→ MATERIAL PROVIDED:
PR #5255, opened 2025-10-10
Move vbuild into our repository

falkoschindler:
### Motivation

The latest release of vbuild doesn't support Python 3.14 (yet) even though the problem is fixed on main.
The release of NiceGUI 3.0.4 is currently blocked because PyPI refuses to accept a direct dependency to a Git repository.

### Implementation

Since vbuild is only a single file of Python code, this PR simply moves it into our repository. To silence linters and type checkers, I drastically cleaned up and refactored the code (545 lines down to 120). I hope everything is still working, but tests are green and Single-File Components like `ui.plotly` and `ui.joystick` are working.

### Progress

### DIFF
--- a/nicegui/vbuild.py
+++ b/nicegui/vbuild.py
@@ -22,7 +22,7 @@ class VBuild:
         self.script = create_vue_component(filepath.stem, f'#tpl-{name}', parser.script)
 
 
-class VueParser(HTMLParser):
+class VueParser(HTMLParser):  # pylint: disable=abstract-method  # pylint assumes there is an abstract ``error`` method
 
     def __init__(self, filepath: Path):
         HTMLParser.__init__(self)


evnchn:
Thanks @falkoschindler for doing what I want to do, but lack the time. Quite busy so high-level comments. 

**Definitely non-backwards-compatible** since the `pscript` thing, as well some some other switches and knobs, are gone. 

But, I think it is fair since:

1. Our subset targets 99.999% of a "normal user"'s use case. After all, users are loading `.js` and `.vue` files via NiceGUI, and IDEs will be **very angry** if you do any `pscript` or anything like that. 
2. `pscript` has come caveats to begin with (https://pscript.readthedocs.io/en/latest/intro.html)
3. Users are not left in the dark. They are able to use `vbuild` standalone to build existing stuff which requires it into workable Vue component, then include that component into existing NiceGUI code. 

Generally speaking I'm fine with this PR since we have NiceGUI tests to back things up. And we are delivering non-backwards-compatible code in #5239 due to "not too many users have used this" anyways. 

Suggestion: 

1. For a better user experience, maybe we detect the attempt to use the public `vbuild` specific features and log warning appropriately?
2. If you want more confidence, consider to copy applicable tests from https://github.com/manatlan/vbuild/tree/master/tests (warning: not all of their tests pass, so take it with a big grain of salt)

We can do these in another PR though, to not block 3.0.4

falkoschindler:
Thanks, @evnchn! I agree.

- Technically we might break things, but non of those features like pscript have been documented anywhere. vbuild is an internal tool and we can replace it if needed.
- I thought about copying the original tests. But if we do that, we need to filter, clean and update the code as well. And if we don't _understand_ what the tests are actually testing, there is no other safety net. So we might be better off by creating tests from scratch.

evnchn:
OK so here's where the clarifications on the refactoring will happen. 

I have every reason to believe that `mkClassicVueComponent` became `create_vue_component`, @falkoschindler Can you confirm? 

I need this info because the gist in https://github.com/zauberzeug/nicegui/pull/4673#issuecomment-2852867163 was to cut that function out of the equation.

falkoschindler:
@evnchn Yes, `mkClassicVueComponent` became `create_vue_component`. Since we only need a single function for creating Vue components, the "classic" could go.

→ TO DO: Reproduce the material verbatim, line by line.

→ RESPONSE BOX:
PR #5255, opened 2025-10-10
Move vbuild into our repository

falkoschindler:
### Motivation

The latest release of vbuild doesn't support Python 3.14 (yet) even though the problem is fixed on main.
The release of NiceGUI 3.0.4 is currently blocked because PyPI refuses to accept a direct dependency to a Git repository.

### Implementation

Since vbuild is only a single file of Python code, this PR simply moves it into our repository. To silence linters and type checkers, I drastically cleaned up and refactored the code (545 lines down to 120). I hope everything is still working, but tests are green and Single-File Components like `ui.plotly` and `ui.joystick` are working.

### Progress

### DIFF
--- a/nicegui/vbuild.py
+++ b/nicegui/vbuild.py
@@ -22,7 +22,7 @@ class VBuild:
         self.script = create_vue_component(filepath.stem, f'#tpl-{name}', parser.script)
 
 
-class VueParser(HTMLParser):
+class VueParser(HTMLParser):  # pylint: disable=abstract-method  # pylint assumes there is an abstract ``error`` method
 
     def __init__(self, filepath: Path):
         HTMLParser.__init__(self)


evnchn:
Thanks @falkoschindler for doing what I want to do, but lack the time. Quite busy so high-level comments. 

**Definitely non-backwards-compatible** since the `pscript` thing, as well some some other switches and knobs, are gone. 

But, I think it is fair since:

1. Our subset targets 99.999% of a "normal user"'s use case. After all, users are loading `.js` and `.vue` files via NiceGUI, and IDEs will be **very angry** if you do any `pscript` or anything like that. 
2. `pscript` has come caveats to begin with (https://pscript.readthedocs.io/en/latest/intro.html)
3. Users are not left in the dark. They are able to use `vbuild` standalone to build existing stuff which requires it into workable Vue component, then include that component into existing NiceGUI code. 

Generally speaking I'm fine with this PR since we have NiceGUI tests to back things up. And we are delivering non-backwards-compatible code in #5239 due to "not too many users have used this" anyways. 

Suggestion: 

1. For a better user experience, maybe we detect the attempt to use the public `vbuild` specific features and log warning appropriately?
2. If you want more confidence, consider to copy applicable tests from https://github.com/manatlan/vbuild/tree/master/tests (warning: not all of their tests pass, so take it with a big grain of salt)

We can do these in another PR though, to not block 3.0.4

falkoschindler:
Thanks, @evnchn! I agree.

- Technically we might break things, but non of those features like pscript have been documented anywhere. vbuild is an internal tool and we can replace it if needed.
- I thought about copying the original tests. But if we do that, we need to filter, clean and update the code as well. And if we don't _understand_ what the tests are actually testing, there is no other safety net. So we might be better off by creating tests from scratch.

evnchn:
OK so here's where the clarifications on the refactoring will happen. 

I have every reason to believe that `mkClassicVueComponent` became `create_vue_component`, @falkoschindler Can you confirm? 

I need this info because the gist in https://github.com/zauberzeug/nicegui/pull/4673#issuecomment-2852867163 was to cut that function out of the equation.

falkoschindler:
@evnchn Yes, `mkClassicVueComponent` became `create_vue_component`. Since we only need a single function for creating Vue components, the "classic" could go.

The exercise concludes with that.